Scaling moves our data set is part of the process of standardization
where we move our dataset into a gaussian distribution with a mean of
zero, meaning that values above the mean will be positive, and those
below the mean will be negative. Many ML models require scaled
datasets to perform effectively, especially those with many features
(like text classifiers).

He just add up all word vectors in the sentence(tweet), divide by word count, turning to a new vector for training.

As I know, a word vector is a hidden layer's parameters. So the average value of those hidden layer's parameters, what's the meaning it present and why it can be used for training?

Best Answer

You can think of the average of the word embeddings as being a continuous space version of the traditional bag-of-words representation. Bag-of-words (BoW) represents a document with a vector the size of the vocabulary where the entries in the vector contain the count for each word. BoW treats each word independently and ignores the order of the words, but it works quite well for text classification.

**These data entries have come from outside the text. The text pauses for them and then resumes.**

PR #482, opened 2015-08-31
Increase fsoverhead for btrfs again

andreas-schwab:


schaefi:
not sure if we are on the right track with this. However I have no problem to merge that because I think people using btrfs are not really interested to keep it small :)

I'm going to merge it as soon as I have finished my s390 work

Thanks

If you multiply the BoW vector with the word embedding matrix and divide by the total number of words in the document then you have the average word2vec representation. This contains mostly the same information as BoW but in a lower dimensional encoding. You can actually train a model to recover which words were used in the document from the average word2vec vector. So, you aren't losing very much information by compressing the representation like this.